TASK REQUIREMENTS.
Please find every line in the entries below that contains the string "client", and copy it.

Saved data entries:
--------------------------------------------------

PR #2033, opened 2026-06-19
feat(jujuapi): place Juju 3.6 client models on compatible controllers

alesstimec:
## Description

A Juju 3.6 client cannot operate a 4.x controller: JIMM brokers the controller-level facades, but model-level facades are proxied raw, so a 3.6 client talking to a 4.x-hosted model breaks. When a 3.6 client creates a model (the ModelManager v10 handler), its model must therefore be placed on a controller of major version <= 3.

- Add MaxControllerMajorVersion to the internal ModelCreateArgs (0 means unconstrained); the v10 CreateModelLegacy handler sets it to 3, the v11 handler leaves it unset.
- Add modelBuilder.WithMaxControllerMajorVersion and a controllerCompatible helper; apply it in WithAnyController (excludes incompatible controllers and, when that empties the candidate set, returns a version-specific error) and in the explicit WithController path (errors if the named controller is too new). Controllers with an empty or unparseable agent version are treated as ineligible under a constraint, and logged.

--------------------------------------------------

YOUR SOLUTION.
feat(jujuapi): place Juju 3.6 client models on compatible controllers
A Juju 3.6 client cannot operate a 4.x controller: JIMM brokers the controller-level facades, but model-level facades are proxied raw, so a 3.6 client talking to a 4.x-hosted model breaks. When a 3.6 client creates a model (the ModelManager v10 handler), its model must therefore be placed on a controller of major version <= 3.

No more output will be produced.